> **Work to complete**:
Give the number of lines in the records below that include "MultipleSelectInterface", and nothing more.

> **Provided data**:

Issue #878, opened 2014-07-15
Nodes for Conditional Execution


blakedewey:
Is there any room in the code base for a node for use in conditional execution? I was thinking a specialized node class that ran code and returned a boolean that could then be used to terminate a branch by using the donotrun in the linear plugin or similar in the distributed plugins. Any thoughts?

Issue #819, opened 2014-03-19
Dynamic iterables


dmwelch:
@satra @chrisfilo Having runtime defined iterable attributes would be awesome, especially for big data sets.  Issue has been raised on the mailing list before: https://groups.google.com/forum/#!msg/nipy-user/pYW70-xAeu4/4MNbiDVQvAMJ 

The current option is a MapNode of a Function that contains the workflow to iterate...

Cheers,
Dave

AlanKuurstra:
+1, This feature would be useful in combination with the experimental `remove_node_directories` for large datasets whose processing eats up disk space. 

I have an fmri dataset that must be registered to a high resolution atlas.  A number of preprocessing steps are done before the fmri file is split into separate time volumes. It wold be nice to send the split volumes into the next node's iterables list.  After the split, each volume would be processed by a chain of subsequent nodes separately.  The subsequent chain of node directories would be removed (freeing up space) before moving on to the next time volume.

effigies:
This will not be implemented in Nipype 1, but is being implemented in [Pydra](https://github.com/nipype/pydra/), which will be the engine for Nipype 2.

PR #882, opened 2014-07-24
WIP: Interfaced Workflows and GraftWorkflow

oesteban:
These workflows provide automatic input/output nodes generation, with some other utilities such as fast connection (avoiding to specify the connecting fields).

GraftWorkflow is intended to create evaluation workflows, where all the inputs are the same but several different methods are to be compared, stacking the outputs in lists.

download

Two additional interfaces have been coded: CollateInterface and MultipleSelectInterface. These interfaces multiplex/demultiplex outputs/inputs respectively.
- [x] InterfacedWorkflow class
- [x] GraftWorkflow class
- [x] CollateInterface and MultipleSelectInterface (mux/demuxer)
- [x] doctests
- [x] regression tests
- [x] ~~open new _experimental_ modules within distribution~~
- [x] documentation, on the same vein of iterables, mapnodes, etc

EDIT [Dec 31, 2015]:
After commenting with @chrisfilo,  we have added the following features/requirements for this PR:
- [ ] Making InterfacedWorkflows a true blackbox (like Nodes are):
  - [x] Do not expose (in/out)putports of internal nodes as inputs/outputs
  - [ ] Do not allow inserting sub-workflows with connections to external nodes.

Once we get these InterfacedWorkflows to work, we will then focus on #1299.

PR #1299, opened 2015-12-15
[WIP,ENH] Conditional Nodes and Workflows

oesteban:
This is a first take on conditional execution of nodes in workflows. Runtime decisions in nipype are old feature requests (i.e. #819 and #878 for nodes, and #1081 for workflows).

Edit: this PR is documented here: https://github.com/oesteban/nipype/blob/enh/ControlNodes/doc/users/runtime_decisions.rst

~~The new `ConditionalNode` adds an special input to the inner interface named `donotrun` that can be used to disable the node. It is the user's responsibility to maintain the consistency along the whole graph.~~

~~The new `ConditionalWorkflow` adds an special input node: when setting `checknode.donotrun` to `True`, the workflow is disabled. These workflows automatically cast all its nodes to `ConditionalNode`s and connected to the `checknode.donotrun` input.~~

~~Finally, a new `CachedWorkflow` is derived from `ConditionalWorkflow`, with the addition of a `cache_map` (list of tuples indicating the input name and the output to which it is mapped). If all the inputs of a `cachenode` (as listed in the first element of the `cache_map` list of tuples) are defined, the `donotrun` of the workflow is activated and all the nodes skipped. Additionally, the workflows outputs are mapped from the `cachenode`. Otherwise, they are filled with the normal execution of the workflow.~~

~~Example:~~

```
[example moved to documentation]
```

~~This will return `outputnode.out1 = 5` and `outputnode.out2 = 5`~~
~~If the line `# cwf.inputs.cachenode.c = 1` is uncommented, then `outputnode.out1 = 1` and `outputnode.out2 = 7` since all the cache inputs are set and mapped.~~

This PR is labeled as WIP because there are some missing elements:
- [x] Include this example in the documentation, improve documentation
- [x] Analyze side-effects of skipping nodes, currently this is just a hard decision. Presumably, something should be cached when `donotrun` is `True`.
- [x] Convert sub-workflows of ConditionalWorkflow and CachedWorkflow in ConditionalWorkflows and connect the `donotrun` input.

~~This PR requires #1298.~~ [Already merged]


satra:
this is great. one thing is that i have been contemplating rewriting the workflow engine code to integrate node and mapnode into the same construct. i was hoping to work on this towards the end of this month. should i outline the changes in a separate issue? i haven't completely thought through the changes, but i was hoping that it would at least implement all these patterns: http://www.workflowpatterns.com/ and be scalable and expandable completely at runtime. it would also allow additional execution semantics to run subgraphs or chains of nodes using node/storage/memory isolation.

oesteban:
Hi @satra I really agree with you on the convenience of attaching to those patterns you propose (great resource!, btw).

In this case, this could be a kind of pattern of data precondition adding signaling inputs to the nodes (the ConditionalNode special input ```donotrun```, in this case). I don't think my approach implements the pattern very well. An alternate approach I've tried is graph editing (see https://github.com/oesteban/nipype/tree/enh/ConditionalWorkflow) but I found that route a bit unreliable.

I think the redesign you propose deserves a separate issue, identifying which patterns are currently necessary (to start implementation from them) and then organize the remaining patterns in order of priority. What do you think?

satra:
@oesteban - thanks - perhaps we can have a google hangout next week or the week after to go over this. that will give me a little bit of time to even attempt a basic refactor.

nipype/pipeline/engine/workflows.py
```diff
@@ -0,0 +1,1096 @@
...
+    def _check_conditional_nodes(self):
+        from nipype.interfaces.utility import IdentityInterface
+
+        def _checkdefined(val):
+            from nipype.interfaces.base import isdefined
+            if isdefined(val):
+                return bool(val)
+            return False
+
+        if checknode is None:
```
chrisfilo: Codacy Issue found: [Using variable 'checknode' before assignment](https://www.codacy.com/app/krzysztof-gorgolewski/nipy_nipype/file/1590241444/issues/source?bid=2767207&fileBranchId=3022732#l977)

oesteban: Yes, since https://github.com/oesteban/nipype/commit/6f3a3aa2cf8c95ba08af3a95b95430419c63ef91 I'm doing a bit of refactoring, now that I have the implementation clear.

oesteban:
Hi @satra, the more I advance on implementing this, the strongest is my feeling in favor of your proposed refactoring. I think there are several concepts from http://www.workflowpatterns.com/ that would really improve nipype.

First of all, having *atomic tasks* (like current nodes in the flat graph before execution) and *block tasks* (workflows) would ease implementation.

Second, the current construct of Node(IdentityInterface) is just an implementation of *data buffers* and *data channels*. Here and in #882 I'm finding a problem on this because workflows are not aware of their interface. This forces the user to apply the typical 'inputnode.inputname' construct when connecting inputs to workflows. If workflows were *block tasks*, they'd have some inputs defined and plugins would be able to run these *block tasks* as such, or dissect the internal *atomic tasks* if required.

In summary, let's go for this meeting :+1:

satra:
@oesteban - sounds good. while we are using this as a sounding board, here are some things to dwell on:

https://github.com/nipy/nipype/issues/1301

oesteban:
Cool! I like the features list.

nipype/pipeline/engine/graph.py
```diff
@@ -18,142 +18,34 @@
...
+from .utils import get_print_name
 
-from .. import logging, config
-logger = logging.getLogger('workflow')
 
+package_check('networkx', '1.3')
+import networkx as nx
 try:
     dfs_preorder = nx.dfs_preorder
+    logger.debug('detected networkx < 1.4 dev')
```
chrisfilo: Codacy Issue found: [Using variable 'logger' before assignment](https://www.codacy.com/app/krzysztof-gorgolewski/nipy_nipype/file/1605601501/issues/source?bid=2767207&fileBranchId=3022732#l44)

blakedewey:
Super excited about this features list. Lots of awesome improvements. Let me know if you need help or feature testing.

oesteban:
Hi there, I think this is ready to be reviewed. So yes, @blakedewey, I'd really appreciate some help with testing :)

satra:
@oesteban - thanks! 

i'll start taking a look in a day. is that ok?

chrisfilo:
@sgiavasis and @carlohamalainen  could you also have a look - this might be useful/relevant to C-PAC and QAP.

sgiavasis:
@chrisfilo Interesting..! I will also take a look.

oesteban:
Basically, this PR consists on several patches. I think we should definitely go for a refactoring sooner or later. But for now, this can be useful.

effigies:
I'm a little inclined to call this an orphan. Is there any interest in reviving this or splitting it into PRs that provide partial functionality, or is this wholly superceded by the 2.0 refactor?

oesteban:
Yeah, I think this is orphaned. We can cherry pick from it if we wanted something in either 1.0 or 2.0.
--
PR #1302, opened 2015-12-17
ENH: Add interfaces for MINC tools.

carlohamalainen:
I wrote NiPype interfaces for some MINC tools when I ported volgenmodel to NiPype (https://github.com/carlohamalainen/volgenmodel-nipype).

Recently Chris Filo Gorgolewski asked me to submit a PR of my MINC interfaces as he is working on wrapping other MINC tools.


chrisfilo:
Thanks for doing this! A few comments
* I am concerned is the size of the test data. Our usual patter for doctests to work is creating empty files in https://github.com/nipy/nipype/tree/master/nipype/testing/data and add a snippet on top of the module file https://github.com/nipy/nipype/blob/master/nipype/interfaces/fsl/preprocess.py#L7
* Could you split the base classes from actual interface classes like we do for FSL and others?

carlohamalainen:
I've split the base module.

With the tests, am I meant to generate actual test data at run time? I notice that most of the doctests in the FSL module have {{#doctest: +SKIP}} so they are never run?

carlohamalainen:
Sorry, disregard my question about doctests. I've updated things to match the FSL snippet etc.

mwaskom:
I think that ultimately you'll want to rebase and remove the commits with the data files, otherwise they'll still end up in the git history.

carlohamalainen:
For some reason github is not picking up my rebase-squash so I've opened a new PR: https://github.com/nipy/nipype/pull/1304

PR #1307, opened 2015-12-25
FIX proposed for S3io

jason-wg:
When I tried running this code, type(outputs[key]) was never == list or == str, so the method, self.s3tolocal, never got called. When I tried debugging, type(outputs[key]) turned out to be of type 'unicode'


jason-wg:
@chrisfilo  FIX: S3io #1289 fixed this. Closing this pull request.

> **Written solution**:
2